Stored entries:
PR #619, opened 2018-09-02
Alpha & beta electrons

jaimergp:
As discussed in PR #295, this implements `alpha` and `beta` electrons in `cclib.method.electrons`. Tests are included. By the way, writing those tests I realized that `testelectrons` were not being imported in `test_method`. Since those weren't being tested, there was an error in the `getdatafile` calls that I have also fixed with this PR.

I have also tried to add convenience properties to `ccData`, but there is this issue with the newlines. Git still marks some lines as changed, even though I did not trim anything with the editor. Anyway, the code is trivial:

In `cclib.parser.data.ccData`:

```
    @property
    def alpha_electrons(self):
        return Electrons(self).alpha()

    @property
    def beta_electrons(self):
        return Electrons(self).beta()
```

At the end of `tests.method.testelectrons.ElectronsTest.test_alpha_beta`:

```
        # Test ccData properties
        self.assertEqual(data.alpha_electrons, 35)
        self.assertEqual(data.beta_electrons, 34)

```

### DIFF
--- a/cclib/method/electrons.py
+++ b/cclib/method/electrons.py
@@ -19,7 +19,7 @@ class Electrons(Method):
 
     def __init__(self, data, progress=None, loglevel=logging.INFO, logname="Log"):
 
-        self.required_attrs = ('atomnos','charge','coreelectrons')
+        self.required_attrs = ('atomnos','charge','coreelectrons','homos')
 
         super(Electrons, self).__init__(data, progress, loglevel, logname)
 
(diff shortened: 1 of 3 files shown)


cclib/method/electrons.py
```diff
@@ -31,6 +31,20 @@ def __repr__(self):
         """Returns a representation of the object."""
         return "Electrons"
 
+    def alpha(self):
+        """Number of alpha electrons"""
+        homos = self.data.homos
+        if len(homos) == 1:
```
langner: I don't think you need this condition, since it's returning the same thing as below.

cclib/method/electrons.py
```diff
@@ -31,6 +31,20 @@ def __repr__(self):
...
+            return homos[0] + 1
+        return homos[0] + 1
+
+    def beta(self):
+        """Number of beta electrons"""
+        homos = self.data.homos
+        if len(homos) == 1:
```
langner: Since there's a maximum of two elements, is this whole thing equivalent to return self.data.homos[-1] + 1?

cclib/method/electrons.py
jaimergp: Doh ^^' Painfully true.

cclib/method/electrons.py
jaimergp: Oh, that's right. Thanks for the suggestion!

Issue #629, opened 2018-10-04
"ValueError: invalid literal for float()" for ORCA 4.0.1.2 logfile


dudektria:
Hi everyone,

I may have found a bug in the ORCA parser:

    $ ccget scfenergies atomcoords 4.out
    Attempting to read 4.out
    Traceback (most recent call last):
      File "/usr/local/bin/ccget", line 11, in <module>
        load_entry_point('cclib==1.6', 'console_scripts', 'ccget')()
      File "/usr/local/lib/python2.7/dist-packages/cclib/scripts/ccget.py", line 165, in ccget
        data = ccread(filename, **kwargs)
      File "/usr/local/lib/python2.7/dist-packages/cclib/io/ccio.py", line 175, in ccread
        return log.parse()
      File "/usr/local/lib/python2.7/dist-packages/cclib/parser/logfileparser.py", line 318, in parse
        self.extract(inputfile, line)
      File "/usr/local/lib/python2.7/dist-packages/cclib/parser/orcaparser.py", line 628, in extract
        temp.append(float(vals[k:k+10]))
    ValueError: invalid literal for float(): 1 74.46258

The only place in the output file where the string "1 74.46258" appears is:

    ------------------
    MOLECULAR ORBITALS
    ------------------
                          0         1         2         3         4         5
                     -101.65359 -101.64676 -101.64160 -19.22880 -19.19334 -10.29501
                       2.00000   2.00000   2.00000   2.00000   2.00000   2.00000
                      --------  --------  --------  --------  --------  --------
      0Pd  1s         0.000024 -0.000025 -0.000024 -0.000010  0.000004 -0.000016
    (...)
      4C   2dx2y2    -0.005845  0.030497  0.003297  0.012404 -0.015548 -0.039709
      4C   2dxy      -0.002457 -0.027637 -0.010772 -0.024476  0.017044  0.039060
      4C   6s        29.895635100.086670-23.048342-79.143850-155.230721 74.462587
      4C   4pz        9.010492 14.676334  0.370009 -1.961820-11.737009  8.031800
    (...)

(Last column, second line from bottom to top. I know this is a very strange coefficient, but it's one ORCA actually generated.)

langner:
Thanks for the report, Felipe. Looks like an easy fix. Would you be comfortable with sharing the logfile causing this problem, so that we can use it as a regression?

dudektria:
Sorry for the late reply. The particular logfile above I would rather not share (right now), sorry.

[...]

Issue #628, opened 2018-09-07
Rethink output of methods


langner:
So we "export" some method output to ccData objects as kinda-attributes via properties. I'm leaning towards reversing that trend for 2.x. I think #605 shows an example of where problems can occur.

I also think there's a conceptual divide between ccData and method objects - the first contains just parsed data, the second computed stuff. It's probably better to keep it that way.

ATenderholt:
Fine with me. Is the divide a strict rule so that only parsed attributes are in `ccData` and anything calculated from those attributes, even if trivial (e.g. bond lengths), should be a method object? Methods were originally for non-trivial calculations like the various population analysis.

berquist:
> I'm leaning towards a strict separation, just because it's less confusing and simpler for developing.

+1. I would rather not have methods on one object instance change the state of another object of a different class; each class should only mutate instances of itself.

langner:
Need to revisit if something needs to happen here, but glancing at LPA seems to say we have separate objects for methods.

PR #630, opened 2018-10-10
[ORCA] Fix for mocoeffs that are glued together (cclib/cclib#629)

langner:
This is a fix for #628, along with a regression test.

Needs to be submitted after cclib/cclib-data#92, should fail in Travis until that happens.

### DIFF
--- a/cclib/parser/orcaparser.py
+++ b/cclib/parser/orcaparser.py
@@ -581,17 +581,40 @@ class ORCA(logfileparser.Logfile):
                     broken = line.split()
                     self.aooverlaps[j, i:i+size] = list(map(float, broken[1:size+1]))
 
-        # Molecular orbital coefficients.
-        # This is also where atombasis is parsed.
+        # Molecular orbital coefficients are parsed here, but also related things
+        #like atombasis and aonames if possible.
+        #
+        # Normally the output is easy to parse like this:
+        # ------------------
+        # MOLECULAR ORBITALS
+        # ------------------
+        #                       0         1         2         3         4         5   
+        #                  -19.28527 -19.26828 -19.26356 -19.25801 -19.25765 -19.21471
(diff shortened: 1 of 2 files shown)


ATenderholt:
What about a regex?  Something like `(-{0,1}\d+\.\d{6})` should work, assuming there is always 6 decimal places. Consume the string until no more matches are available.

langner:
> What about a regex?  Something like `(-{0,1}\d+\.\d{6})` should work, assuming there is always 6 decimal places. Consume the string until no more matches are available.

Yes, that'll work. Done, and it's so short... genius!

ATenderholt:
Looks like there's a problem with the conversion from regex `findall` results and converting to float: https://travis-ci.org/cclib/cclib/jobs/440163390#L682

Also, looks like there's an unrelated problem with the build for 2.7 (https://travis-ci.org/cclib/cclib/jobs/440163389#L583). Is `mock` part of `unittest` in 2.x?

langner:
Thanks for pointing these out. I kinda assumed it would be OK because it was failing already...

> Looks like there's a problem with the conversion from regex `findall` results and converting to float: https://travis-ci.org/cclib/cclib/jobs/440163390#L682

Fixed by using a comprehension.

> Also, looks like there's an unrelated problem with the build for 2.7 (https://travis-ci.org/cclib/cclib/jobs/440163389#L583). Is `mock` part of `unittest` in 2.x?

I attempted to fix these thing in #631. So that should clear Travis, after which this PR should also be clean when I rebase it.

langner:
... and cclib/cclib-data#92 also needs to be merged in first.

berquist:
```
  File "/home/travis/build/cclib/cclib/cclib/parser/orcaparser.py", line 651, in extract
    mocoeffs[spin][i:i+len(coeffs), j] = map(float, coeffs)
TypeError: float() argument must be a string or a number, not 'map'
```

Issue #518, opened 2018-05-28
Sunsetting Python2


jevandezande:
I just wrote some code, and got bitten by the fact that it wasn't supported by python2 (along the lines of `a, *b = [1, 2, 3]`). The advanced unpacking features in python3 are incredibly useful for code like this, but can't be used due to the current need to maintain python2 support. Would it be possible to get rid of python2 support soon?

I'd love to force everyone to use python3.6 (released December 2016), but I realize that may be a bit overzealous. However, forcing at least python3.5 (released September 2015) would allow [additional unpacking generalizations](https://docs.python.org/3.5/whatsnew/3.5.html#whatsnew-pep-448) (e.g. `a, *b, c = [1, 2, 3, 4]`). Wikipedia has a [list of release dates](https://en.wikipedia.org/wiki/History_of_Python#Version_release_dates) for those interested.

Thoughts?

ghutchis:
My $0.02 - I think it's an okay idea, but cclib should really set out a specific timeframe (e.g., end of 2018) and substantially change the version number (e.g., cclib-2.x will only work with Py3).

While there's a strong change towards Python3 in the entire science "stack," the deadline is usually more like 2019-2020:
http://python3statement.org

langner:
Hopefully GSOC will accelerate our work towards 2.x, but I wouldn't be surprised if it went into 2019. I don't think we should drop py2 in any 1.x version.

What we could do, and which might motivate us further to finish 2.x, is to start the 2.x branch right away, and at some point only add bugfixes to the 1.x branch. But I'd worry that would stall new features that are backwards compatible.

langner:
(I am supportive of being forward looking and dropping py2 in the 2.x branch)

langner:
Python2 is officially not supported anymore, so we'll want to accelerate this process unless we formulate a plan for a version 2.x this year. It's probably OK to go ahead with the drop at this point.

langner:
As per dev discussion, we will be dropping Py2 for v1.7 - separately from QCElemental and other changes that could be related.

PR #631, opened 2018-10-12
Get travis passing again in Python2

langner:
I tried to fix all of the things not working in Python2 here:
- mock not being in the standard lib
- getting division to work in test_moments that was written for Python3 (and skipping some cases I can't figure out)
- skipping some tests that rely on periodictable which is not available in Python2

... yet another reason to move off of Python2 (#518)


langner:
I still get some errors in test_io locally due to some weirdness in pybel for Python3, but I think that's specific to Debian at this time since Travis looks fine.

berquist:
The mock stuff definitely existed at one point; not sure what happened to it.

PR #634, opened 2018-10-14
Molcas: fix for test suite job stevenv/001 which was tripping the parser

langner:
The parser was crashing, I think due to there being multiple MO output blocks. This just skips that code, which is probably the right thing to do until we think about support for multiconfiguration jobs.

This depends on cclib/cclib-data#93


cclib/parser/molcasparser.py
```diff
@@ -636,10 +675,19 @@ def extract(self, inputfile, line):
         #         60 H20   1s      0.1835
         #  --
         if '++    Molecular orbitals:' in line:
+
             self.skip_lines(inputfile, ['d', 'b'])
             line = next(inputfile)
-            if 'Natural orbitals' not in line:
-                self.skip_lines(inputfile, ['b', 'symm'])
+
+            # We don't currently support parinsg natural orbitals or active space orbitals.
```
berquist: `parinsg -> parsing`

cclib/parser/molcasparser.py
```diff
@@ -98,7 +110,7 @@ def extract(self, inputfile, line):
             self.atomcoords.append(atomcoords)
 
             if self.atomnos == []:
-                self.atomnos = [utils.PeriodicTable().number[atomelement] for atomelement in atomelements]
+                self.atomnos = [utils.PeriodicTable().number[ae.title()] for ae in atomelements]
```
berquist: The Logfile also has a PeriodicTable stored:
```suggestion
                self.atomnos = [self.table.number[ae.title()] for ae in atomelements]
```

cclib/parser/molcasparser.py
```diff
@@ -40,17 +40,29 @@ def normalisesym(self, label):
...
         # atom label in the "Molecular structure info" block.
-        self.re_atomelement = re.compile('([a-zA-Z]+)\d+')
+        self.re_atomelement = re.compile('([a-zA-Z]+)\d?')
 
         # Compile the dashes-and-or-spaces-only regex.
         self.re_dashes_and_spaces = re.compile('^[\s-]+$')
 
+        # Molcas can do multiple calculations in one job, and each one
+        # starts from the gateway module. Onle parse the first.
+        # TODO: It would be best to parse each calcualtion as a separate
```
berquist: `calcualtion -> calculation`

langner: Fixed in a0671265b22f7a1e8afb76d929405398f3fc1499

cclib/parser/molcasparser.py
langner: Fixed in a0671265b22f7a1e8afb76d929405398f3fc1499

PR #636, opened 2018-10-20
Molcas core

langner:
This is a revival of #593. I only addressed the hanging comments there, so we can merge it in.


cclib/parser/logfileparser.py
```diff
@@ -426,6 +426,21 @@ def append_attribute(self, name, value):
             self.set_attribute(name, [])
         getattr(self, name).append(value)
 
+    def _assign_coreelectrons_to_element(self, element, ncore, divide_by_count=False):
```
ATenderholt: Is there a clearer name for `divide_by_count`? Without looking how this function is used elsewhere, I think it's supposed to indicate whether `ncore` is a per-atom value instead of total # of core electrons across all atoms of given element. Perhaps `ncore_is_total_count` or `ncore_is_per_atom`?

cclib/parser/molcasparser.py
```diff
@@ -40,13 +40,14 @@ def normalisesym(self, label):
     def before_parsing(self):
         # Compile the regex for extracting the element symbol from the
         # atom label in the "Molecular structure info" block.
-        self.re_atomelement = re.compile('([a-zA-Z]+)\d+')
+        self.re_atomelement = re.compile('([a-zA-Z]+)|d+')
```
ATenderholt: Was this supposed to be changed? Or are you missing a `\` for the a digit class?

cclib/parser/logfileparser.py
berquist: That was the original intent, yes.

langner: Improved this in a2b2e6458f5cf26de1743ab8077ff6fa9476904d

langner: Improved this in a2b2e6458f5cf26de1743ab8077ff6fa9476904d

langner: Improved this in a2b2e6458f5cf26de1743ab8077ff6fa9476904d

langner: Improved in 3a3f6edbb4dcda098f464408f63d7496006d4b6f

langner: Improved in 3a3f6edbb4dcda098f464408f63d7496006d4b6f

langner:
...

cclib/parser/molcasparser.py
langner: So it should really be, I think `([a-zA-Z]{1,3})\d*` which I check and does work. But, I really don't think we need regexes for this. Rewrote this Pythonically in e0c65498759d0f5955e19904cd6202ae1b6c4302.

langner:
> Only a few minor things.

Rebased yesterday when GH was having problems. Should be good to go.

PR #637, opened 2018-10-23
Minor psi4 parser fixes

alesgenova:
I tried running the parser against a psi4 1.2 output and ran into a couple of problems.

I believe the origin changed between 1.1 and 1.2, while the orbital coefficients were already broken in 1.1


alesgenova:
Sure I will. Where should I send it to?

I also noticed that the normal modes parser needs to be updated, I'll try to fix it quickly in the next commit

langner:
> Sure I will. Where should I send it to?

You can attach it here and we'll take care of the rest. Or, if you're up for it, you can submit it to the regression repo: https://github.com/cclib/cclib-data. If the latter, just plop the file in the right directory, and add the path to `regressionfiles.txt`.

alesgenova:
Added the output file to the `cclib-data` repo!
https://github.com/cclib/cclib-data/pull/95

cclib/parser/psi4parser.py
```diff
@@ -718,9 +729,13 @@ def get_normalization_factor(exp, lx, ly, lz):
...
         # Properties will be evaluated at   0.000000,   0.000000,   0.000000 Bohr
         #
+        # OR
+        #
+        # Properties will be evaluated at   0.000000,   0.000000,   0.000000 [a0]
+        #
         if "Properties will be evaluated at" in line.strip():
             self.origin = numpy.array([float(x.strip(',')) for x in line.split()[-4:-1]])
-            assert line.split()[-1] == "Bohr"
+            assert line.split()[-1] in ["Bohr", "[a0]"]
```
langner: So if the units are angstroms here, do you need to do the conversion on the line below?

Is the regression file you added in cclib/cclib-data#95 represents this case, you can consider adding an appropriate regression test in `regression.py` (in the main repo) and check that the parsed value is in the right units. The tricky thing is to name the regression test function correctly, and the file has gotten really big, so I can take care of that if needed.

alesgenova: I assumed that `a0` would still be Bohr, while I would expect something like `ang` to be Angstrom

https://en.wikipedia.org/wiki/Bohr_radius

alesgenova:
Thanks for the speedy review! :)

Issue #309, opened 2016-08-17
Clean up reading input


langner:
As a follow up to #306 it would be good to put a little work into dealing with various inputs. Ideally, we'd like something with the following properties:
* given a filename, opens it and reads as usual (this is like 99% of use cases)
* given an open file, uses that
* given a list of filenames or open files, uses then consecutively
* given an URL, open it and read from there
* given any other stream-like object, use that
* in particular, make sure to handle standard input nicely (Avogadro integration relies on this)
* bonus: a mechanism to read ahead on streams, but not necessarily read in the whole thing

langner:
Will review before v1.5.3.

langner:
This is long overdue, and I really had a hard time fixing the code for #638. Before doing this cleanup (or rather refactoring) it'd be good to make sure test coverage is sufficient to trust the refactoring, including #220.

The bevarios described at the top here should probably be implemented in one class, to keep IO central. `FileWrapper` is perhaps a good starting point.

berquist:
Some of this, at least refactoring, was done in #1197.

PR #638, opened 2018-10-24
Quick fixes to get multiple files working with wildcard for Turbomole regressions

langner:
Specifically this is for getting the file added in cclib/cclib-data#94 parsed correctly (added a small test func here).

Obviously we need to refactor our code in `ccio.py` and `regression.py`, really badly. Also parts of `logfileparser.py` are related to this mess. But this is just about getting things working for Turbomole regressions. Further work will continue in #309, when there's the will :)

### DIFF
--- a/cclib/parser/logfileparser.py
+++ b/cclib/parser/logfileparser.py
@@ -223,7 +223,7 @@ class Logfile(object):
             self.isstream = True
             self.stream = source
         else:
-            raise ValueError, "Unexpected source type."
+            raise ValueError("Unexpected source type.")
 
         # Set up the logger.
         # Note that calling logging.getLogger() with one name always returns the same instance.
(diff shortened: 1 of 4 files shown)


cclib/parser/logfileparser.py
```diff
@@ -207,18 +207,23 @@ def __init__(self, source, loglevel=logging.INFO, logname="Log",
...
+            self.filename = source
+            self.isstream = False
+            self.isfileinput = True
         elif hasattr(source, "read"):
             self.filename = "stream %s" % str(type(source))
             self.isstream = True
             self.stream = source
         else:
-            raise ValueError
+            raise ValueError, "Unexpected source type."
```
berquist: This is causing the Travis failure.

langner: Should be good to go now. I started using six, which I think will be useful in many other places in the code as we work towards 2.x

- **Exercise directions**
Lines from the entries that contain the string "assertEqual" must be found and copied.

- **Final answer**
        self.assertEqual(data.alpha_electrons, 35)
        self.assertEqual(data.beta_electrons, 34)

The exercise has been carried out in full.